Why Russia fears Sweden’s submarines - gullyfur
https://nationalinterest.org/blog/buzz/why-russia-fears-sweden%E2%80%99s-deadly-submarines-25896
======
bryanrasmussen
I guess I would say that Russia does not fear Sweden's submarines, and that
the article does not make an adequate argument that it does. What Russia has a
problem with is one that it has had for centuries and been unable to resolve.

Since the end of the Great Northern War Russia's best ports are on the Baltic,
and Russia has had a large strategic focus on the North - reference
[https://www.doria.fi/bitstream/handle/10024/156474/sundberg_...](https://www.doria.fi/bitstream/handle/10024/156474/sundberg_ulf.pdf?sequence=1&isAllowed=y)

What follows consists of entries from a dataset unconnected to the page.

PR #843, opened 2018-06-08
JSUI-2112: Added options to QuerySummary 

huppeje:
https://coveord.atlassian.net/browse/JSUI-2112

JSUI-2112: Added options to QuerySummary


huppeje:
Some options have been added in the Query Summary component : 
	- Enable no results found message : Allows the user to customize the ‘No result for’ message. A query tag can be added in the message to specify where to insert the content of the search box 
	- Enable cancel last action : Specifies whether to display the cancel last action link to the end user when there are no search results.

For now, there is no tests for the no result found message because his behaviour might change.

Notes :  
- I putted TODO tags for little questions
- The option « Only display search tips » is a bit confusing because when the option is selected the only thing who is hidden is the Result range (the no results found message and the cancel last action link are not hidden so they are implicitly part of the search tips). A better name would be displayRangeOfResults but I’m not sure we can modify this option who already existed.

src/ui/QuerySummary/QuerySummary.ts
```diff
@@ -45,19 +54,59 @@ export class QuerySummary extends Component {
...
+      depend: 'enableNoResultsFoundMessage',
+      postProcessing: (value, options) => value || DEFAULT_NO_RESULT_FOUND_MESSAGE
+    }),
+
+    /**
+     * Specifies whether to display the cancel last action link to the end user when there are no search results.
+     *
+     * Default value is `true`.
      */
-    onlyDisplaySearchTips: ComponentOptions.buildBooleanOption({ defaultValue: false })
```
huppeje: This variable still exists in the code it just have been moved for consistency with the layout of the options.

src/ui/QuerySummary/QuerySummary.ts
```diff
@@ -45,19 +54,59 @@ export class QuerySummary extends Component {
...
+     * Default value is `false`.
+     */
+    onlyDisplaySearchTips: ComponentOptions.buildBooleanOption({ defaultValue: false }),
+
+    /**
+     * Specifies whether to display the a message to the end user when there are no search results.
      *
      * Default value is `true`.
      */
-    enableSearchTips: ComponentOptions.buildBooleanOption({ defaultValue: true }),
```
huppeje: This variable still exists in the code, it just have been moved for consistency with the layout of the options.

src/ui/QuerySummary/QuerySummary.ts
```diff
@@ -19,10 +19,19 @@ import { IQuery } from '../../rest/Query';
 import { IQueryResults } from '../../rest/QueryResults';
 
 export interface IQuerySummaryOptions {
-  enableSearchTips?: boolean;
```
huppeje: This variable still exists in the code, it just have been moved for consistency with the layout of the options.

src/ui/QuerySummary/QuerySummary.ts
```diff
@@ -189,19 +238,72 @@ export class QuerySummary extends Component {
...
+    // TODO : I didn't find an equivalent for isSubArrayInArray() but something might exist?
+    const isQueryTagInMessage = this.isSubArrayInArray(this.options.noResultsFoundMessage, QUERY_TAG);
+
+    if (!isQueryTagInMessage && !this.isDefautlNoResulstFoundMessage()) {
+      queryEscapedValue = '';
+    } else {
+      queryEscapedValue = queryEscaped;
     }
+
+    let queryEscapedString = $$(
```
samisayegh: It would be cleaner if all the logic involved in preparing the query element could be moved into a separate method, maybe called `getQueryElement`.

src/ui/QuerySummary/QuerySummary.ts
```diff
@@ -45,19 +54,59 @@ export class QuerySummary extends Component {
...
+     * A query tag ({@link QUERY_TAG}) can be added in the message. This tag will
+     * be replaced by the search box input who triggered the no results found page.
+     *
+     * Ex.:
+     *
+     * Searchbox input : "ThereIsNoResults"
+     *
+     * {@link QUERY_TAG} = <%-query%>
+     *
+     * Message input : "We are sorry, <%-query%> did not match any results."
```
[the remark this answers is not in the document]
huppeje: Hahaha :)

src/ui/QuerySummary/QuerySummary.ts
```diff
@@ -189,19 +238,72 @@ export class QuerySummary extends Component {
...
+  //        Do we want to be able to put mutiple QUERY_TAG ?
+  private parseNoResultsFoundMessage(noResultsFoundMessage: string) {
+    let parsedNoResultsFoundMessage = noResultsFoundMessage.split(QUERY_TAG, 2);
+    if (parsedNoResultsFoundMessage.length == 1) {
+      parsedNoResultsFoundMessage.push('');
+    }
+    return parsedNoResultsFoundMessage;
+  }
+
+  private isDefautlNoResulstFoundMessage() {
```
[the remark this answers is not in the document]
huppeje: What is happening is that the default message does not contain the QueryTag so I needed to make sure the message was not the default one before reseting it. 
Note : The logic around this is going to be changed.

src/ui/QuerySummary/QuerySummary.ts
```diff
@@ -189,19 +238,72 @@ export class QuerySummary extends Component {
...
-      noResultsForString = $$(
-        'div',
-        {
-          className: 'coveo-query-summary-no-results-string'
-        },
-        l('noResultFor', $$('span', { className: 'coveo-highlight' }, queryEscaped).el.outerHTML)
-      );
+    let queryEscapedValue: string;
+    // TODO : I didn't find an equivalent for isSubArrayInArray() but something might exist?
+    const isQueryTagInMessage = this.isSubArrayInArray(this.options.noResultsFoundMessage, QUERY_TAG);
```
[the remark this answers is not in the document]
huppeje: Yes that's a good idea! I will change the logic!

src/ui/QuerySummary/QuerySummary.ts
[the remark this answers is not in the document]
huppeje: Indeed, I will add the Query_Tag to the default message which will solve the problem!

src/ui/Quickview/QuickviewDocument.ts
```diff
@@ -13,7 +13,6 @@ import { ComponentOptions } from '../Base/ComponentOptions';
 import { Initialization } from '../Base/Initialization';
 import { QuickviewDocumentIframe } from './QuickviewDocumentIframe';
 import { QuickviewDocumentHeader } from './QuickviewDocumentHeader';
-import {} from './QuickviewdocumentKeywords';
```
huppeje: I had to remove this from QuickviewDocument.ts. It probably comes from a merge with the master.

test/ui/QuerySummaryTest.ts
```diff
@@ -133,6 +133,28 @@ export function QuerySummaryTest() {
...
+          enableCancelLastAction: true
+        });
+
+        results = FakeResults.createFakeResults(0);
+        Simulate.query(test.env, {
+          results: results
+        });
+        expect($$(test.cmp.element).find('.coveo-query-summary-cancel-last')).not.toBeNull();
+      });
+
```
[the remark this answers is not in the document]
huppeje: Note : the tests for the custom no results message have not been added yet!

src/ui/QuerySummary/QuerySummary.ts
```diff
@@ -45,19 +56,60 @@ export class QuerySummary extends Component {
...
+     * Message input : "We are sorry, <%-query%> did not match any results."
+     *
+     * Final Message : "We are sorry, ThereIsNoResults did not match any results."
+     *
+     * Default value is `No results for <%-query%>`.
+     */
+    noResultsFoundMessage: ComponentOptions.buildStringOption({
+      defaultValue: DEFAULT_NO_RESULT_FOUND_MESSAGE,
+      depend: 'enableNoResultsFoundMessage',
+      postProcessing: (value, options) => value || DEFAULT_NO_RESULT_FOUND_MESSAGE
```
olamothe: I don't think you need to do any "postProcessing" here ?

src/ui/QuerySummary/QuerySummary.ts
```diff
@@ -45,19 +56,60 @@ export class QuerySummary extends Component {
...
+     * {@link QUERY_TAG} = <%-query%>
+     *
+     * Message input : "We are sorry, <%-query%> did not match any results."
+     *
+     * Final Message : "We are sorry, ThereIsNoResults did not match any results."
+     *
+     * Default value is `No results for <%-query%>`.
+     */
+    noResultsFoundMessage: ComponentOptions.buildStringOption({
+      defaultValue: DEFAULT_NO_RESULT_FOUND_MESSAGE,
```
olamothe: I would simply put `l('noResultFor', QUERY_TAG);` directly here, and remove the `DEFAULT_NO_RESULT_FOUND_MESSAGE` defined in the module.

src/ui/QuerySummary/QuerySummary.ts
```diff
@@ -45,19 +56,60 @@ export class QuerySummary extends Component {
...
      *
-     * Default value is `false`.
+     * A query tag ({@link QUERY_TAG}) can be added in the message. This tag will
+     * be replaced by the search box input who triggered the no results found page.
+     *
+     * Ex.:
+     *
+     * Searchbox input : "ThereIsNoResults"
+     *
+     * {@link QUERY_TAG} = <%-query%>
```
olamothe: I would use `${query}` instead of `<%- query %>`, just for uniformity reasons, since we have a similar concept in `ResultLink` : 

https://coveo.github.io/search-ui/components/resultlink.html#options.titletemplate

src/ui/QuerySummary/QuerySummary.ts
```diff
@@ -189,19 +241,101 @@ export class QuerySummary extends Component {
     }
   }
 
+  private parseNoResultsFoundMessage(noResultsFoundMessage: string) {
+    if (this.isQuerySummaryTagInMessage(noResultsFoundMessage)) {
+      let messageSections = noResultsFoundMessage.split(QUERY_TAG);
```
olamothe: Since we would move it to use `${query}` instead of `<% %>` and it would match what we have in `ResultLink`, I would extract the method used in `ResultLink` in a separate module or utility function, and use the same logic for both components.

All this logic you have here could then go away, and be replaced by a cleaner `regex` replace.

src/ui/QuerySummary/QuerySummary.ts
```diff
@@ -189,19 +241,101 @@ export class QuerySummary extends Component {
...
+      let messageElements = Array<Dom>();
```
olamothe: For uniformity reasons, we would normally use `Dom[]` instead of `Array<Dom>`. Both are pretty much equivalent though.

olamothe: Use const by default everywhere

src/ui/QuerySummary/QuerySummary.ts
```diff
@@ -189,19 +241,101 @@ export class QuerySummary extends Component {
...
+
+      _.each(messageSections, section => {
+        messageElements.push(this.createTextElement(section));
+      });
+
+      for (let i = 0, j = messageElements.length - 1; i < j; i++) {
```
olamothe: The method name does not really match what the method is performing. The name implies that it is only "parsing" the string, but here we are modifying the message HTML element.

I would move this processing in a separate method.

I think it's okay since we are escape the query element in `this.getQueryElement()`, but we need to make 100% sure it's correct, with a UT to make sure we are not vulnerable to any XSS attack. It's extremely important :)

src/ui/QuerySummary/QuerySummary.ts
```diff
@@ -189,19 +241,101 @@ export class QuerySummary extends Component {
...
+    }
+
+    if (this.options.enableSearchTips) {
+      this.textContainer.appendChild(searchTipsInfo.el);
+      this.textContainer.appendChild(searchTips.el);
+    }
+  }
+
+  private getNoResultsFoundMessageElement() {
+    let parsedNoResultsFoundMessage = this.parseNoResultsFoundMessage(this.options.noResultsFoundMessage);
```
olamothe: `const` by default. Im going to stop adding this comment, but please change it for all the code you have modified.

test/ui/QuerySummaryTest.ts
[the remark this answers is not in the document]
olamothe: +1  👍

src/ui/QuerySummary/QuerySummary.ts
```diff
@@ -17,12 +17,23 @@ import ResultListModule = require('../ResultList/ResultList');
...
 }
 
+const QUERY_TAG: string = '<%-query%>';
+const DEFAULT_NO_RESULT_FOUND_MESSAGE: string = l('noResultFor', QUERY_TAG);
+
+// TODO : Documentation review :
+//        Do we want to change the description of the QuerySummary component?
+//        This specific part : "If the query matches [...] a better query."
+//        Basicaly do we want to add a description for the NO_RESULT_FOUND_MESSAGE about the fact that it can be edited?
 /**
```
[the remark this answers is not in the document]
huppeje: 👍

src/ui/QuerySummary/QuerySummary.ts
```diff
@@ -45,19 +56,60 @@ export class QuerySummary extends Component {
    */
   static options: IQuerySummaryOptions = {
     /**
-     * Specifies whether to display the search tips to the end user when there are no search results.
+     * Specifies whether to hide the information about the currently displayed range of results and only display the
```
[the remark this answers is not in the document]
huppeje: I know we talked about this description and you then changed it. From what I see this description fits perfectly. Did you want to add anything else?

src/ui/QuerySummary/QuerySummary.ts
```diff
@@ -45,19 +56,60 @@ export class QuerySummary extends Component {
...
+     * search tips instead.
+     *
+     * Default value is `false`.
+     */
+    onlyDisplaySearchTips: ComponentOptions.buildBooleanOption({ defaultValue: false }),
+
+    // TODO : Documentation review
+    /**
```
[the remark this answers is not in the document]
huppeje: 👍

src/ui/QuerySummary/QuerySummary.ts
```diff
@@ -45,19 +56,60 @@ export class QuerySummary extends Component {
...
+     * Specifies whether to display the a message to the end user when there are no search results.
      *
      * Default value is `true`.
      */
-    enableSearchTips: ComponentOptions.buildBooleanOption({ defaultValue: true }),
+    enableNoResultsFoundMessage: ComponentOptions.buildBooleanOption({ defaultValue: true }),
 
+    // TODO : Documentation review : I'm not sure if we should put an example in the description and if the description is precise enough?
     /**
```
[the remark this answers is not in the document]
huppeje: On the last line of the example the users will not see the " " characters in the message. Do we want to put those?

src/ui/QuerySummary/QuerySummary.ts
```diff
@@ -45,19 +56,60 @@ export class QuerySummary extends Component {
...
+     * Default value is `No results for <%-query%>`.
+     */
+    noResultsFoundMessage: ComponentOptions.buildStringOption({
+      defaultValue: DEFAULT_NO_RESULT_FOUND_MESSAGE,
+      depend: 'enableNoResultsFoundMessage',
+      postProcessing: (value, options) => value || DEFAULT_NO_RESULT_FOUND_MESSAGE
+    }),
+
+    // TODO : Documentation review
+    /**
```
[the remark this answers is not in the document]
huppeje: 👍

src/ui/QuerySummary/QuerySummary.ts
huppeje: You are right! I added it in the process of making the string editor works, but I ended up not needing it.

src/ui/QuerySummary/QuerySummary.ts
huppeje: 👍

src/ui/QuerySummary/QuerySummary.ts
huppeje: Good point! I changed it!

src/ui/QuerySummary/QuerySummary.ts
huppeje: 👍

\- but the Baltic is in a lousy strategic placement. If you were playing a
military game you would want to expend a lot of manpower and economic might to
get other ports that you could use, but they have never really managed this
because unlike a military board game you can't just roll the dice a bunch of
times and move your counters into Iran and solve your problems. I mean Russia
won the war, but they didn't win the war enough to not be hemmed in by the
Kattegat and better positions of Denmark and Sweden in the area.

Sweden's submarines are just the latest iteration of this long term problem.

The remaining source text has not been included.